For this exercise, print the records below verbatim.
**********
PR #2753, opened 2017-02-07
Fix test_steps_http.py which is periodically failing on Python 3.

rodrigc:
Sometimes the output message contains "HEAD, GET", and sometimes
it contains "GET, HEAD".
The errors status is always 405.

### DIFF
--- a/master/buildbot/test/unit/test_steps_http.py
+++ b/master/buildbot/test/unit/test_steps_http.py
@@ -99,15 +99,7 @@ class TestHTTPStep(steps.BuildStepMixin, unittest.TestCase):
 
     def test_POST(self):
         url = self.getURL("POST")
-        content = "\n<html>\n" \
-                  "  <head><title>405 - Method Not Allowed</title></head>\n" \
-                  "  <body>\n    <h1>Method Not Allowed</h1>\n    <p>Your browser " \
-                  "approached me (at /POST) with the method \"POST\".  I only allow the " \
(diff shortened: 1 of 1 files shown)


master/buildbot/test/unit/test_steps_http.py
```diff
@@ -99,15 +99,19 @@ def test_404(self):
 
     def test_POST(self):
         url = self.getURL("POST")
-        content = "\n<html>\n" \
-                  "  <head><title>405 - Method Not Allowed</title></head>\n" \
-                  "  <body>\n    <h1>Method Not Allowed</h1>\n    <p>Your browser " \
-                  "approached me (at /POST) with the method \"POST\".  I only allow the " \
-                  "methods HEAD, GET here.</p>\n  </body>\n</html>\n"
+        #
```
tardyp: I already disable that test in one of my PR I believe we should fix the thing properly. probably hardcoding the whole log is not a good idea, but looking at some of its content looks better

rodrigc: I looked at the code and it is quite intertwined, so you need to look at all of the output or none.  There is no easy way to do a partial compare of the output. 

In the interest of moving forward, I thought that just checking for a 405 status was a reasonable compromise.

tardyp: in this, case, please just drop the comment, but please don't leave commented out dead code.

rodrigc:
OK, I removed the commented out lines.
**********
• _Response to the exercise_
PR #2753, opened 2017-02-07
Fix test_steps_http.py which is periodically failing on Python 3.

rodrigc:
Sometimes the output message contains "HEAD, GET", and sometimes
it contains "GET, HEAD".
The errors status is always 405.

### DIFF
--- a/master/buildbot/test/unit/test_steps_http.py
+++ b/master/buildbot/test/unit/test_steps_http.py
@@ -99,15 +99,7 @@ class TestHTTPStep(steps.BuildStepMixin, unittest.TestCase):
 
     def test_POST(self):
         url = self.getURL("POST")
-        content = "\n<html>\n" \
-                  "  <head><title>405 - Method Not Allowed</title></head>\n" \
-                  "  <body>\n    <h1>Method Not Allowed</h1>\n    <p>Your browser " \
-                  "approached me (at /POST) with the method \"POST\".  I only allow the " \
(diff shortened: 1 of 1 files shown)


master/buildbot/test/unit/test_steps_http.py
```diff
@@ -99,15 +99,19 @@ def test_404(self):
 
     def test_POST(self):
         url = self.getURL("POST")
-        content = "\n<html>\n" \
-                  "  <head><title>405 - Method Not Allowed</title></head>\n" \
-                  "  <body>\n    <h1>Method Not Allowed</h1>\n    <p>Your browser " \
-                  "approached me (at /POST) with the method \"POST\".  I only allow the " \
-                  "methods HEAD, GET here.</p>\n  </body>\n</html>\n"
+        #
```
tardyp: I already disable that test in one of my PR I believe we should fix the thing properly. probably hardcoding the whole log is not a good idea, but looking at some of its content looks better

rodrigc: I looked at the code and it is quite intertwined, so you need to look at all of the output or none.  There is no easy way to do a partial compare of the output. 

In the interest of moving forward, I thought that just checking for a 405 status was a reasonable compromise.

tardyp: in this, case, please just drop the comment, but please don't leave commented out dead code.

rodrigc:
OK, I removed the commented out lines.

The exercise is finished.